Towards improved device design and clinical management: The thrombogenic effect of the fluid dynamics and material surface relationship

Abstract

Medical devices are burdened with complications of thrombosis and hemorrhage. The combined interaction of material surface, local hemodynamics (in particular shear rate), and large-scale thrombosis is poorly understood. First, basic science studies elucidated the relative importance of material surface and shear rate for large-scale bulk thrombus formation in an in vitro setup. The results from these studies were then used to develop a relative thrombogenicity ranking. It was found that relative material surface performance was modulated by shear rate, and that classical low and high shear thrombotic mechanisms were disrupted by artificial surfaces. Next, thrombogenicity was assessed in current blood-contacting devices and mechanistic understanding was discovered. In Extracorporeal Membrane Oxygenation (ECMO) circuits, it was revealed that the sudden expansions and contractions at connector junctions caused areas of super-low shear and potentiated thrombus in the entire device.
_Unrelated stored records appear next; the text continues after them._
PR #1531, opened 2024-11-14
add new indigenous language to presets.yaml

RabiaSajjad:


ckanext/canada/schemas/presets.yaml
```diff
@@ -3842,6 +3842,10 @@ presets:
         en: Indonesian
         fr: indonésien
       value: id
+    - label:
+        en: Innu-Aimun
+        fr: Innu-Aimun
+      value: innuaimun
```
JVickery-TBS, line 3848: @RabiaSajjad I think we are using ISO codes for the values. https://iso639-3.sil.org/code/moe <- soe should be `moe` I guess.

JVickery-TBS (changes requested):
just the above comment

JVickery-TBS (approved):

PR #1532, opened 2024-11-14
TravelQ Destination Fields Revamp

JVickery-TBS:
This will be one of the first time we stop doing parity between PSQL and Excel. Business requirements are reaching a point in which we will just have to stop doing crazy things in Excel.


JVickery-TBS:
Have to fix the regex for multi-destination field. Trying to figure out the capture grouping, not sure if it needs to be some dynamic grouping, or if we can do some really scary looping in PSQL

ckanext/canada/tables/travelq.yaml
```diff
@@ -187,37 +187,189 @@ resources:
   - datastore_id: destination_en
     datastore_type: text
     label:
-      en: Places visited (English)
+      en: Place visited (English)
       fr: Endroits visités (anglais)
     description:
-      en: To include names of all places visited during the trip in question, in English
+      en: To include name of the place visited during the trip in question, in English.
```
wardi, line 193:
```suggestion
      en: To include name of the first place visited during the trip in question, in English.
```
?

Also really unfortunate to see these fields collected in French and English. How often will they be different? Wouldn't using a geocoder on this data to normalize and present both languages be much better?

ckanext/canada/tests/test_travelq.py
```diff
@@ -7,6 +10,8 @@
 
 from ckanext.recombinant.tables import get_chromo
 
+DESTINATION_ENDPOINT = 'https://restcountries.com/v3.1/all?fields=name,capital'
```
wardi, line 13: We have a specific list of countries recognized by the GoC that is maintained with https://github.com/open-data/ckanext-canada/blob/master/bin/download_country.py to add XK and TW

ckanext/canada/tables/travelq.yaml
```diff
@@ -187,37 +187,189 @@ resources:
...
       fr: Cette zone indique, en anglais, le nom de tous les endroits visités pendant le voyage.
+    form_help:
+      en: Note, use the format {City Name}, {Country Name} (e.g. Ottawa, Canada or New York City, United States of America)
+      fr: Note, use the format {City Name}, {Country Name} (e.g. Ottawa, Canada or New York City, United States of America)
     obligation: Mandatory
     excel_required: true
+    # Dev NOTE: excel_error_formula: Excel and Open Office Calc parity issues with REGEX. REGEX does not exist in Excel, and sheetname references in OOC work differently.
```
wardi, line 200: open office calc? I've found the sheet references that recombinant generates e.g. for validation and links work fine

ckanext/canada/tables/travelq.yaml
```diff
@@ -187,37 +187,189 @@ resources:
...
       fr: Endroits visités (anglais)
     description:
-      en: To include names of all places visited during the trip in question, in English
+      en: To include name of the place visited during the trip in question, in English.
       fr: Cette zone indique, en anglais, le nom de tous les endroits visités pendant le voyage.
+    form_help:
+      en: Note, use the format {City Name}, {Country Name} (e.g. Ottawa, Canada or New York City, United States of America)
+      fr: Note, use the format {City Name}, {Country Name} (e.g. Ottawa, Canada or New York City, United States of America)
     obligation: Mandatory
     excel_required: true
```
wardi, line 199: this is close: check for one comma and something non-whitespace on either side
```suggestion
    excel_required: true
    excel_error_formula: 'OR({default_formula},LEN({cell})<>LEN(SUBSTITUTE({cell},",","")+1,LEN(TRIM(LEFT({cell},FIND(",",{cell})-1)))>0,LEN(TRIM(RIGHT({cell},LEN({cell})-FIND({cell},","))))>0)
```

ckanext/canada/tables/travelq.yaml
JVickery-TBS: Yeah it is really stupid to collect these fields in both languages. I doubt that many would be different in French. Idk how we would do the geo stuff though, maybe an improvement in the future as the timeline for this is tight and not sure which library would be best and the network limitations for any API stuff we would possibly need.

So I guess we will just collect them for now...

ckanext/canada/tests/test_travelq.py
JVickery-TBS: @wardi so just use pyyaml and the choices file?? I don't specifically need the capital city names I guess, I could just double up the country name

ckanext/canada/tables/travelq.yaml
JVickery-TBS: @wardi `err:508` in excel on this

ckanext/canada/tests/test_travelq.py
wardi: might be better than adding a dependency on another 3rd party service. We could collect the capital names from the same source that script uses if you really want.

Was the purpose to check that your regex covers the characters required to represent common city names?

ckanext/canada/tables/travelq.yaml
wardi: I'm sure I lost my way pasting in some of the parens or something. I'll take another look

wardi: Try it again now

wardi:
For both travelq and hospitalityq is it better to pair the 1,2,3,other English and french fields instead of having them separated? Just a general usability question, not sure the best person to ask.

ckanext/canada/tests/test_travelq.py
JVickery-TBS: yeah was just trying to do city names as well

JVickery-TBS:
Yeah it probably is a lot better to group them that way, will do that.

ckanext/canada/tables/travelq.yaml
```diff
@@ -187,37 +187,189 @@ resources:
...
+    description:
+      en: To include names of all other places visited during the trip in question, in English.
+      fr: Cette zone indique, en anglais, le nom de tous les endroits visités pendant le voyage.
+    form_help:
+      en: Note, use the format {City Name}, {Country Name};{City 2 Name}, {Country 2 Name} (e.g. Ottawa, Canada;New York City, USA)
+      fr: Note, use the format {City Name}, {Country Name};{City 2 Name}, {Country 2 Name} (e.g. Ottawa, Canada;New York City, USA)
+    obligation: Optional
+    excel_required: false
+    # Dev NOTE: excel_error_formula: Excel and Open Office Calc parity issues with REGEX. REGEX does not exist in Excel.
+    excel_required_formula: NOT(ISBLANK({destination_other_fr}))
```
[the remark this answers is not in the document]
JVickery-TBS: missing rest of formula here?

ckanext/canada/tables/travelq.yaml
JVickery-TBS: still broken sadly. I worked on these formulas in different ways for like 6 hours and couldn't get them. So ultimately gave up and easily convinced people to drop the parity between PSQL and Excel

JVickery-TBS:
@wardi okay this should be good for a re-review now. And since we are supporting even more optional formatting here, I doubt we would be able to do a nice and reliable Excel formula. So I think we can just exclude that from these fields unless if you really want to bash your head against it haha

ckanext/canada/tables/travelq.yaml
wardi: @JVickery-TBS this one works with either 1 or 2 commas
excel_brain_damage

JVickery-TBS: `{1,2}` will cause error in python as Recombinant formats the formulae. Ima just executive decision to not do excel error formulas for these fields and call it a day.

wardi: right, there's a format() in there. I just doubled them up to fix.

JVickery-TBS: there is actually also an assertion in Recombinant which forces the format values to be exact, so everything needs a replacement. We are just not gunna support it here with this field. And I doubt we could get a formula for the multi-destination field either

PR #1534, opened 2024-11-15
Dataset & Resource Relationship Fields

JVickery-TBS:


ckanext/canada/plugins.py
```diff
@@ -407,6 +407,16 @@ def before_index(self, data_dict):
...
                 cr.pop('__extras', None)
 
+        if data_dict.get('relationship'):
+            related_relationships = []
+            related_types = []
+            for rel in data_dict['relationship']:
+                related_relationships.append(rel.get('related_relationship'))
+                related_types.append(rel.get('related_type'))
+            data_dict['related_relationship'] = related_relationships
+            data_dict['related_type'] = related_types
```
wardi, line 417: list comprehensions are shorter and run a little faster than for loops
```suggestion
            related_relationships = [rel['related_relationship'] for rel in data_dict['relationship']]
            related_types = [rel['related_type'] for rel in data_dict['relationship']]
```

ckanext/canada/schemas/presets.yaml
```diff
@@ -2755,25 +2752,64 @@ presets:
...
+        en: The URL for online access to the related record
+        fr: FR The URL for online access to the related record FR
+    # copied from fluent_text preset
+    form_snippet: fluent_text.html
+    display_snippet: fluent_link.html
+    display_attributes:
+      style: "word-wrap: break-word"
+    error_snippet: fluent_text.html
+    validators: fluent_text
+    output_validators: fluent_core_translated_output
```
wardi, line 2804: not a core field so this isn't the right validator

ckanext/canada/schemas/presets.yaml
```diff
@@ -2802,11 +2835,45 @@ presets:
...
+    - label:
+        en: Referenced by
+        fr: FR Referenced par FR
+      value: referenced_by
+    form_include_blank_choice: true
+    form_snippet: select.html
+    display_snippet: select.html
+    validators: scheming_required scheming_choices
+    required: true
+    form_panel: relationships
```
wardi, line 2876: is the form_panel stuff used anymore?

JVickery-TBS: It is in Resources template, but I think that the form_panel was mainly for the old related resources panel? So we can probably just not do panels? and then just call `super()` in our `resource_form.html`.

ckanext/canada/schemas/presets.yaml
JVickery-TBS: just use `fluent_text_output`?

ckanext/canada/schemas/presets.yaml
JVickery-TBS: hmmm the form_panels seem to be used to also hide and order a lot of the resource form fields. So just gunna leave it in for now

ckanext/canada/schemas/presets.yaml
```diff
@@ -2755,25 +2752,64 @@ presets:
...
     form_snippet: select.html
     display_snippet: select.html
     validators: scheming_required scheming_choices
+    required: true
+    form_panel: relationships
+
+# Field = Related Record URL.
+- preset_name: canada_dataset_related_url
+  values:
+    field_name: related_url_translated
```
wardi, line 2776: the `_translated` bit was added for fluent versions of core fields, it's not necessary for new custom fields (and it's a little odd to call urls translated)

JVickery-TBS: I guess we might not need to have a URL (English) and URL(French) then? otherwise the `_translated` is really just for the get_translated helper.

ckanext/canada/templates/scheming/display_snippets/dataset_relationship.html
```diff
@@ -0,0 +1,17 @@
...
+          {%- snippet 'scheming/snippets/display_field.html',
+            field=subfield,
+            data=field_data,
+            entity_type=entity_type,
+            object_type=object_type -%}
+        {%- endfor -%}
+      </p>
+    {%- endfor -%}
+  </div>
+{% endblock %}
```
wardi, line 17: shouldn't this be automatic, or is there a modification to the default here?

ckanext/canada/templates/scheming/package/snippets/resource_form.html
```diff
@@ -11,41 +11,31 @@
...
+        {{ _("Metadata Fields for Resource Relationships") }}
+      </summary>
+      <div class="tgl-panel">
+        {%- for field in schema.resource_fields -%}
+          {%- if field.form_panel == 'relationships' -%}
+            {%- snippet 'scheming/snippets/form_field.html', field=field, data=data, errors=errors, entity_type='dataset', object_type=dataset_type -%}
+          {%- endif -%}
+        {%- endfor -%}
+      </div>
+    </details>
```
wardi, line 38: Before resources were used *as* relationships for datasets because we didn't have repeating subfields.

Now resource relationships are relationships between resources, and the dataset relationships are defined in the dataset form. Will it be confusing for users to have relationships defined at both levels? Are there many cases where users will want to define relationships between resources (and if they do, maybe there are too many resources in a dataset?)

JVickery-TBS: Well the original request for bringing this all back was that Pat wanted to have references between Resources. E.g. this resource is a JSON schema which DEFINES this other resource which is a dataset.

That is not what the old way was, it was a resource being used to have some relationship to the dataset that the resource belonged to. So did not meet the requirement Pat wanted. So the original resource as relationship is moved to the repeating fields in the Dataset. And the new requirement that Pat wants are the repeating fields in the Resources.

I think both make sense. Are they confusing? absolutely, but so was the old resource as a relationship, it didn't even really make much sense and using a resource as not really a resource was bad. These at least make more sense. There will for sure need to be updates to the Registry Operations Guide for this.

But the Dataset repeating fields make a lot of sense for all of those users that keep segmenting their datasets for fiscal years. E.g. Fish Data 2024 continues Fish Data 2023, and/or Fish Data 2023 is Continued by Fish Data 2024

ckanext/canada/schemas/presets.yaml
wardi: There will be cases where users need to provide separate EN and FR urls so I don't think we can get rid of that. Yes the `_translated` is just for `get_translated` which isn't used for custom fields, only core fields.

ckanext/canada/templates/scheming/display_snippets/dataset_relationship.html
wardi: thanks, maybe add a comment about why it's required and when we might be able to remove it

ckanext/canada/schemas/presets.yaml
JVickery-TBS: ah okay I see, `_translated` has been removed.

ckanext/canada/templates/scheming/display_snippets/dataset_relationship.html
JVickery-TBS: comments added.

JVickery-TBS:
@wardi this has been changed to target the 2.10 branch.

PR #1536, opened 2024-11-21
add missing translations for validation

RabiaSajjad:


JVickery-TBS:
@RabiaSajjad this looks good, but could you also fix a small issue with the Info schema?

We need to include these two fields in the schema so resource_show will display them for Info type records:

- https://github.com/open-data/ckanext-canada/blob/master/ckanext/canada/schemas/dataset.yaml#L490
- https://github.com/open-data/ckanext-canada/blob/master/ckanext/canada/schemas/dataset.yaml#L495

You might also need to add the translations into the label dict for those fields in the YAMLs, in the scenario that some of our templates (or validation templates) do not call gettext and only use the scheming label dict.

JVickery-TBS:
@RabiaSajjad as discussed, Info schema also needs:
```
- preset: canada_resource_validation_schema
- preset: canada_resource_validation_options
```

changes/1536.bugfix
```diff
@@ -0,0 +1,3 @@
+Add missing translations for validation:
```
JVickery-TBS, line 1: @RabiaSajjad could you also just note the "fix" to adding the validation fields to the Info schema? Thanks!

JVickery-TBS (changes requested):

PR #1537, opened 2024-11-22
Filesize Display Snippet

JVickery-TBS:
feat(templates): filesize display snippet;

- Added a filesize scheming display snippet.


ckanext/canada/templates/scheming/display_snippets/filesize.html
```diff
@@ -0,0 +1 @@
+<span title="{{ data[field.field_name] }} bytes" class="canada-abbr">{{ data[field.field_name]|filesizeformat }}</span>
```
wardi, line 1: Does this work on mobile or only hovering with a desktop browser?

Might be good to format the bytes number with commas or spaces so it's easier to read.

JVickery-TBS: @wardi no titles do not show tooltips on mobile. I added a mobile display for it now, just shows a small element after it in brackets.

The "bytes" is now formatted too.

In the Sorin Revolution centrifugal pump, the exposed stainless steel bearing surface was identified as a major potentiator of thrombosis. Then the clinical device thrombosis was simulated in vitro and validated against the clinical results, and the in vitro system was able to successfully replicate ECMO and centrifugal pump thrombosis. Finally, two novel devices were proposed to correct current thrombogenicity issues, and tested the prototypes were tested in vitro. The prototypes demonstrated superiority over current devices on the basis of bulk thrombus formation. The results in the context of material surface research and compared with other ranking studies and well as future directions for research are discussed.